New guidelines from the American Academy of Pediatrics say schools should not send children home if their heads are infested with lice.
The AAP protocols note children who have lice are “neither a health hazard” not necessarily practicing “poor hygiene.”
Of concern to the AAP is the alleged shame children would face if they’re sent home due to lice, KATV.com reports. “Sending [children] home due to head lice can result in ‘phycological stress’ [sic] and ‘significant stigma.'”
“School exclusion of children or adolescents with nits alone would have resulted in many of these children or adolescents missing school unnecessarily,” the guidelines state. “In addition, head lice infestations have been shown to have low contagion in classrooms.”
Indeed, the AAP pointed to one study which determined only about four percent of infested persons’ pillowcases showed evidence of live lice.
Not allowing a student who still has lice to return to school also “may violate [their] civil liberties.”
“No healthy child or adolescent should be excluded from school or allowed to miss school time because of head lice or nits,” the AAP says in the new guidance. “Medical providers should educate school communities that no-nit policies for return to school should be abandoned, because such policies would have negative consequences for children’s or adolescents’ academic progress, may violate their civil rights, and stigmatize head lice as a public health hazard.”

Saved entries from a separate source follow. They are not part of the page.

PR #338, opened 2015-03-13
Corrected incorrect assertion message.

mkwhitacre:
Super trivial change to correct an assertion message that was copy/pasted incorrectly.


rdblue:
Thanks! Looks good to me, I'll merge in a bit.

While the AAP has several recommended treatments for head lice, including topical ointments and battery-powered “louse combs,” it very much does not want parents to shave their child’s head.
The AAP noted lice screening programs in schools “are costly” and haven’t shown much effectiveness. “Nits very often don’t translate to crawling lice, and keeping a child out of school can be a burden for both the child and the parents,” it said.
A 2006 study determined that “4-8 million” students had been “treated unnecessarily” for lice and removed from school settings.